PR #1139, opened 2025-06-18
Update Jolt Submodule Owner

azaleacolburn:
### Description
Use the Azalea-maintained Jolt repo.

[JIRA Issue](https://jira.autodesk.com/browse/AARD-1904)


BrandonPacewic (changes requested):
Unfortunately it's not this easy to update (It probably should be but it is what it is).

1. The submodule pointer itself needs to be updated in addition to updating the `.gitmodules` file:
  - This can be done by running:
```
git submodule sync                # update your local .git/config
git submodule foreach 'git fetch' # ensure the new remote is known
```
  - After that your git diff should look something like this:
```
diff --git a/JoltPhysics.js b/JoltPhysics.js
index a1b2c3d..d4e5f6g 160000
--- a/JoltPhysics.js
+++ b/JoltPhysics.js
@@ -1 +1 @@
-Subproject commit a1b2c3d4e5f6g7h8i9j0k
+Subproject commit d4e5f6g7h8i9j0ka1b2c3d
```
(I'm not exactly sure what it will look like since the folder name is different than the GitHub project name).

2. Since the submodule is just there as a reference (we don't actually build from it, its just there to look cool) we need to update all references to Hunter's `jolt-physics`. Such as here:
https://github.com/Autodesk/synthesis/blob/0e270b0a900ed48d98f094304e147811a8aa38b4/fission/package.json#L24
And here:
https://github.com/Autodesk/synthesis/blob/0e270b0a900ed48d98f094304e147811a8aa38b4/fission/src/systems/physics/PhysicsSystem.ts#L15
Just to name a few, there are *lots* of such occurrences. I'm not 100% sure if Hunter had to do something to make his project available to be referenced in this way, something else that will need to be confirmed.

3. I'm also going to request that we use https for the `.gitmodules` file. It's what we have done thus far and if someone doesn't have ssh set up I don't want this to be an additional part of dev environment setup that we need to worry about.

rutmanz:
Looks like Hunter had to put [his fork on NPM](https://www.npmjs.com/package/@barclah/jolt-physics)

Dhruv-0-Arora (approved):
Amazing

.gitmodules
```diff
@@ -3,4 +3,4 @@
 	url = https://github.com/HiceS/mirabuf.git
 [submodule "jolt"]
 	path = jolt
-	url = https://github.com/HunterBarclay/JoltPhysics.js.git
+	url = https://github.com:azaleacolburn/JoltPhysics.js.git
```
rutmanz:
```suggestion
	url = https://github.com/azaleacolburn/JoltPhysics.js.git
```

rutmanz (changes requested):

PepperLola (approved):
Looks good, I couldn't find any missed imports. Forgot I had to reinstall packages before running but after that everything worked perfectly.

azaleacolburn:
> Looks good, I couldn't find any missed imports. Forgot I had to reinstall packages before running but after that everything worked perfectly.

`rg barclah . --files-with-matches | xargs sed -i 's/barclah/azaleacolburn/g'` went hard lol

rutmanz (approved):

BrandonPacewic (approved):
🔗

◆ ◆ ◆ ◆ ◆ ◆ ◆

(ASSIGNMENT): If a line of the entries above includes the word "approved", count it; then state the total and nothing else.

(EXPECTED ANSWER): 4